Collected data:
= Beginning of Section =

PR #1526, opened 2024-09-12
feat: Ced 1760 create v3 es verification code using prime vue

RANE1021:
### 🔗 Linked issue
- https://energysage.atlassian.net/browse/CED-1760

### ❓ Type of change

- props : should length be included although it is hard coded?
  - what other props would this need? (IDK it needs other but unsure)
- emits : this was being used to mimic submission to the server, still needed?

### 📝 Checklist


RANE1021:
@hroth1994 or @lgeggleston mind answering my questions above?

hroth1994:
```
props : should length be included although it is hard coded?
```
Length probably shouldn't be hardcoded, as it was a prop in the [existing implementation](https://github.com/EnergySage/es-ds/blob/main/es-vue-base/src/lib-components/EsVerificationCode.vue) (previously charCount)
```
what other props would this need? (IDK it needs other but unsure)
```
See above, it should include all the props from the existing implementation.
```
emits : this was being used to mimic submission to the server, still needed?
``` 
This is definitely necessary, the mimicked submission to the server is just on the docs side

es-ds-docs/components/ds-molecules-list.vue
```diff
@@ -72,5 +72,8 @@
         <li>
             <ds-link to="/molecules/view-more"> View more </ds-link>
         </li>
+        <li>
+            <ds-link to="/molecules/verification-code"> Verification Code </ds-link>
+        </li>
```
ericdouglaspratt, line 77: Nit: Alphabetically, this should come before "View more" in the list.

Also: Can we use sentence case to be consistent with the other list items, so it's "Verification code" rather than "Verification Code"?

es-ds-docs/pages/molecules/verification-code.vue
```diff
@@ -0,0 +1,124 @@
...
+    const docSource = await import('./verification-code.vue?raw');
+    /* eslint-enable import/no-webpack-loader-syntax, import/no-self-import */
+
+    compCode.value = $prism.normalizeCode(compSource.default);
+    docCode.value = $prism.normalizeCode(docSource.default);
+    $prism.highlight();
+}
+
+const propTableRows = [
+    ['v-model', 'String', 'n/a', 'Required. The v-model directive binds the otpinput to a data property.'],
```
ericdouglaspratt, line 18: `charCount` is also a prop we should document here

Also, we can probably just say "input" instead of "otpinput", as "otpinput" is an internal implementation detail of this component that consumers of this component won't have to worry about.

es-ds-docs/pages/molecules/verification-code.vue
```diff
@@ -0,0 +1,124 @@
...
+    }, 1000);
+    return rand.join('');
+};
+
+// eslint-disable-next-line no-return-assign
+const clearCode = () => {
+    isSubmitInProgress.value = true;
+    setTimeout(() => {
+        isSubmitInProgress.value = false;
+    }, 1000);
```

= End of Section =

Scan the data above. Return every line with "other" in it.

  - what other props would this need? (IDK it needs other but unsure)
what other props would this need? (IDK it needs other but unsure)
Also: Can we use sentence case to be consistent with the other list items, so it's "Verification code" rather than "Verification Code"?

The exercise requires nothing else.